Hi, I imagine it won't be easy, if it's anything like the XP solution you'll have to remove your HDD in order to proceed.

But your link wasn't helpfull at all. 
I already know for years how to create a Win7 installation stick. 
I do not how to boot a full win7 from a stick however..


----------



## shawnpb (May 30, 2010)

*Re: Persistent Win7 USB stick?*

Try Bart'sPE


----------



## Learn2day (Feb 16, 2012)

*Re: Persistent Win7 USB stick?*

Hi,

Thanks for the tip, but if not mistaken BartPE's won't accept either drivers or software installation, which does not fit my needs.
Basically what I need is a fully functional installation without messing with my recovery,boot and main partitions. That's why I simply don't install a dual-boot x64 and x32. It will mess with my recovery options if I want to roll back to factory image, specially in the boot partition.

Thanks.


----------



## Learn2day (Feb 16, 2012)

*Re: Persistent Win7 USB stick?*

Hi,

I found what i was looking for in *Windows 7 USB Stick Edition*.

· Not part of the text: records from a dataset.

PR #2312, opened 2024-05-26
Rebased bannedusers_contextmenu branch

bear101:


peter1384:
@CoBC Now that i'm testing this, As I said before also, the enter key in user accounts tree view works as expected with out event filter, also all others are working fine with out event filter, but why only banned users dialog doesn't work with out event filter? what's wrong with only that dialog?

CoBC:
I've removed event filter in the PR with table instead of tree

peter1384:
@CoBC but currently user accounts is stil tree and it doesn't have the event filter and it works properly

CoBC:
Because keyPressEvent was implemented better. It's why, as I said 
previously, I removed event filter in another PR

PR #2314, opened 2024-05-27
Ability to leave channel from everywhere in main window

CoBC:


peter1384:
i'm sad that with this pr the join channel action is no longer a togle option and we have a new action leave channel, but ok

bear101:
When you select your own channel then you only have the "Leave Channel" menu item. If you select a user in your channel then you have both "Join Channel" and "Leave Channel". I figure it should show the same in both cases.

CoBC:
Ah yes. What is better, probably to hide "Join channel"?

peter1384:
@CoBC can you just remove JoinChannel and LeaveChannel actions and just make a JLChannel or something else action, and make it toggle between do leave channel and do join channel when it's the case like before?

PR #2318, opened 2024-05-28
Remove MyTreeView

CoBC:
Forgot to remove but not requires anymore after switch to QTableView


peter1384:
@CoBC sorry, I mentioned you because i'm talking to you.
Currently, tables has a fue problems, That I don't know you can fix them or qt devs should fix that.
Currently, after the anouncement of what we want, NVDA always says this word data item, data item, data item.
2: The server list table is kind of broken.
first, Even the local servers has the users, cuntry and motd columbs in them, but local servers should not have these.
Then, When pressing right arrow on a published server, the server's motd is announced for all of the columbs "users, cuntry, and motd it self", so we can't see the number of users in the users columb, instead, we hear the server's motd in all columbs.For Now I figgered these.

bear101:
@CoBC this doesn't compile

CoBC:
Oh, wow, with all modified files commited it will probably be better :)

PR #2319, opened 2024-05-28
Remove macOS TTS speak on list option

CoBC:
Following switch to QTableView, and Qt6 providing native accessibility for trees on MacOS, this option seams to be useless now.


CoBC:
Doesn't compile because MyTreeView is still present in this PR, it will be fix when #2318 will be merge

PR #296, opened 2020-07-23
CEDS-2581 Fix for displaying DUCR parts information on submissions page

PatrykRudnicki:


conf/messages
```diff
@@ -274,8 +274,10 @@ submissions.shutmucr = Shut
 submissions.arrival = Arrive
 submissions.departure = Depart
 submissions.ducrassociation = Associate DUCR
+submissions.ducrpartassociation = Associate DUCR Part
```
SteveSugden, line 277: Are these messages not used anywhere?  Or are they created from the ucr type?

PatrykRudnicki: They're created from UCR type, that was missing or not added intentionally. Not sure about this, but right now the request type display that this is the Association for DUCR Part. It has been discussed with BAs about adding specific request type message for DUCR Type

PR #298, opened 2020-07-27
CEDS-2617 - Enter DUCR Part details when ILE Query is OFF

SteveSugden:


app/controllers/DucrPartChiefController.scala
```diff
@@ -0,0 +1,92 @@
...
+)(implicit ec: ExecutionContext)
+    extends FrontendController(mcc) with I18nSupport {
+
+  def displayPage(): Action[AnyContent] =
+    (authenticate andThen isDucrPartsFeatureEnabled andThen ileQueryFeatureDisabled andThen getJourney(
+      JourneyType.ARRIVE,
+      JourneyType.DEPART,
+      JourneyType.ASSOCIATE_UCR,
+      JourneyType.DISSOCIATE_UCR
+    )) { implicit request =>
```
PatrykRudnicki, line 54: Just a suggestion. This can be extracted to the variable. You're using it in two places and it's quite big, few lines, but not sure about the name for it.

```
val requiredActions = (authenticate andThen isDucrPartsFeatureEnabled andThen ileQueryFeatureDisabled andThen getJourney(
      JourneyType.ARRIVE,
      JourneyType.DEPART,
      JourneyType.ASSOCIATE_UCR,
      JourneyType.DISSOCIATE_UCR
    ))
```

and you will be able to use it as `requiredActions { implicit request => .... }` or `requiredActions.async { implicit request => ... }`

app/views/components/config/ConsignmentReferenceConfig.scala
```diff
@@ -0,0 +1,30 @@
...
+package views.components.config
+
+import config.DucrPartConfig
+import javax.inject.Inject
+import play.api.mvc.Call
+
+class ConsignmentReferenceConfig @Inject()(ducrPartConfig: DucrPartConfig) {
+
+  def backUrl: Call =
+    if (ducrPartConfig.isDucrPartsEnabled)
```
PatrykRudnicki, line 26: I'm not sure this if is enough.

query -> results -> choice -> consignment: back link to ChoiceController
DUCRPart from query -> choice -> Consignment: back link to ChoiceController
query disabled: choice -> DUCR Part -> consignment: back link DucrPart

So this if should looks like `if (ducrPartConfig.isDucrPartsEnabled && ileQueryDisabled)`. Don't know names of the config, but just use a pseudo code for it

app/views/components/config/DissociateUcrConfig.scala
```diff
@@ -0,0 +1,30 @@
...
+package views.components.config
+
+import config.DucrPartConfig
+import javax.inject.Inject
+import play.api.mvc.Call
+
+class DissociateUcrConfig @Inject()(ducrPartConfig: DucrPartConfig) {
+
+  def backUrl: Call =
+    if (ducrPartConfig.isDucrPartsEnabled)
```
PatrykRudnicki, line 26: I'm not sure if this back link is correct, similar thoughts like above, that there is missing case, but not sure for what page this config is

app/views/components/config/ConsignmentReferenceConfig.scala
PatrykRudnicki: Ah, sorry, my fault, Consigment won't be presented when DUCR Part will be provided, so first two cases are wrong

app/views/components/config/DissociateUcrConfig.scala
PatrykRudnicki: So probably the same answer like above, it's okay :)

conf/app.routes
```diff
@@ -15,7 +15,11 @@ GET         /consignment-query/:ucr                controllers.ileQuery.IleQuery
 # DUCR Part details page
 GET         /ducr-part-details                     controllers.DucrPartDetailsController.displayPage()
 POST        /ducr-part-details                     controllers.DucrPartDetailsController.submitDucrPartDetails()
+POST        /ducr-part-details-journey             controllers.DucrPartDetailsController.submitDucrPartDetailsJourney()
 
+# DUCR Part CHIEF page
+GET         /ducr-part-created-chief               controllers.DucrPartChiefController.displayPage()
+POST        /ducr-part-created-chief               controllers.DucrPartChiefController.submit()
```
PatrykRudnicki, line 22: Are those urls from the ticket?

test/unit/views/disassociateucr/DisassociateUcrViewSpec.scala
```diff
@@ -16,26 +16,44 @@
...
 import play.twirl.api.Html
 import views.ViewSpec
 import views.html.disassociateucr.disassociate_ucr
 import views.tags.ViewTest
 
 @ViewTest
-class DisassociateUcrViewSpec extends ViewSpec with Injector {
+class DisassociateUcrViewSpec extends ViewSpec with MockitoSugar with BeforeAndAfterEach {
+
+  private val appConfig = mock[DucrPartConfig]
```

If the moderator allows me i'll post here the official page link, in order to help others.




> _Have you ever wanted to run a real version of Windows 7 from a usb stick on any computer? Now you can! Install Windows 7 Ultimate to your usb stick or drive, take it with you - and run from (nearly) any computer (even modern Macs). Bring your entire operating system, desktop, programs, games, files, personal settings, and much more with you - everywhere! You can now carry your personal operating system in a pocket!
> *This is not bartpe/winpe/livecd *or anything similar! This is the first real and full version of Windows 7 Ultimate which can be run on any computer (fast enough to run Win7, 512+ Mb RAM, 1+ GHz CPU) from a USB/thumb drive ever created!_


----------



## djaburg (May 15, 2008)

*Re: Persistent Win7 USB stick?*

IF you're running Windows 7 Pro, Ultimate, or Enterprise, then you can (for free) download and install Windows XP Mode which is VM running Windows XP Pro. It can be handy since it's a full running VM of Windows XP Pro that allows access to your current drives/data or you can use save the data in the VM itself. I had a client that needed XP for a specific application and this was the solution that worked the best for them.


----------



## Learn2day (Feb 16, 2012)

*Re: Persistent Win7 USB stick?*

That seems like a neat little trick, except my distro is Home Premium...
Also, I see no reference to 32/64 bits, which doesn't clear the air entirely on my doubts.
And finally, i wonder how would my little E-450 APU would handle that.. My guess is badly, with allot of freezes. I still think best solution is USB boot. 

But it's very nice to know there are some alternatives, even if they can't fit my needs, they're perfectly viable to fit others.

Thanks.


----------



## Learn2day (Feb 16, 2012)

*Re: Persistent Win7 USB stick?*

Solved with *Windows 7 USB Stick Edition*. Sorry for the delay, had to test everything.


----------